• How to complete this task: Give back exactly the lines of the material below that start at the line containing "terminate = 1;" and end at the line containing "But let keep", and no others.

:::

PR #112, opened 2016-09-28
Progress tests

darnir:
I'm not sure if this is the best design, but I quickly whipped this up for some tests. Looks okay to me.

What do you think? This will also give us a little more test coverage.

### DIFF
--- a/libwget/bar.c
+++ b/libwget/bar.c
@@ -226,7 +226,7 @@ void wget_bar_deregister(wget_bar_t *bar, wget_bar_ctx *ctx)
 		last_ctx->raw_downloaded = ctx->raw_downloaded;
 		// Filename will be overwritten when a new file is downloaded by the same
 		// downloader thread. Hence, we make a copy here.
-		last_ctx->filename = strdup(ctx->filename);
+		last_ctx->filename = wget_strdup(ctx->filename);
 	}
 
 	_bar_print_final(bar, ctx->slotpos);
--- a/tests/libtest.c
+++ b/tests/libtest.c
@@ -82,6 +82,8 @@ static char
 static const char
 	*server_hello;
 
+static void wget_test_final(int first_key, const char *switchval, va_list args);
+
 static void sigterm_handler(int sig G_GNUC_WGET_UNUSED)
 {
 	terminate = 1;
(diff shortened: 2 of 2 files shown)


rockdaboot:
I am not so happy with this 'brute force' approach. It slows down valgrind testing a lot for no gain. Most of the tests are very similar and do not influence/change progress code paths.

But let keep this - kind of fuzzing - approach in mind. Extended to all kinds of combinations of options and values, this might find flaws and bugs. It is a different project, though.

For now, we should start with a standard test including --progress. For this we can just copy one of those tests and add '--progress bar'. Also, we should think about unit testing - right now they are in tests.c. Of course this is for libwget testing only.

rockdaboot:
Also, something with the libwget/bar.c code is wrong. Most of the code in wget_bar_init() should go into wget_bar_set_slots(), e.g. the checks `bar->max_slots < nslots`. IMO, wget_bar_init should call wget_bar_set_slots(). WDYT ?

rockdaboot:
Also, we use wget_bar_ctx_t in the library code - but there is no initialization !? wget.c calls bar_register() with an uninitialzed wget_bar_ctx instance. bar_register() gives this to wget_bar_register() which uses the slotpos member as index. What did I miss ?

rockdaboot:
Oh I see. `struct _wget_bar_ctx` is in libwget.h, so it is exposed to anyone. We should not do that... what about wget_bar_register() -> `void wget_bar_register(wget_bar_t *bar, int slot, void *ctx)` ? things like 'filename' are very wget specific, they should not appear the library code. libwget should just hold the abstract API calls, memory (re)allocations and cursor positioning+printing. The content/layout of each 'slot' should be created in src/bar.c because this is a very wget specific thing.

darnir:
Oh I completely agree that this method isn't very great for testing. It's something I quickly whipped up because I wanted to run some very quick tests to see what is working and what isn't. At the end of it, i figured it might be useful to add it to the test suite. 

This test helped me realise that the progress bar code doesn't currently account for some metalink, --delete-after and --chunk-size options. In all these cases, the filename isn't set.

P.S. What you said about the filename being wget specific is absolutely correct. I think I started off with that for a proof of concept and then completely forgot to separate the two out. 

If the content of each slot is made in `src/bar.c` then the entire code for drawing the progress bar needs to move there. Everything in `_bar_update_slot` and `_bar_print_final` should then be in Wget and not libwget. This separation is something I've been thinking about recently.  It also makes it possible to print the filename in the progress bar without requiring libwget to know more about the details of wget.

:::

• Written reply:
 	terminate = 1;
(diff shortened: 2 of 2 files shown)


rockdaboot:
I am not so happy with this 'brute force' approach. It slows down valgrind testing a lot for no gain. Most of the tests are very similar and do not influence/change progress code paths.

But let keep this - kind of fuzzing - approach in mind. Extended to all kinds of combinations of options and values, this might find flaws and bugs. It is a different project, though.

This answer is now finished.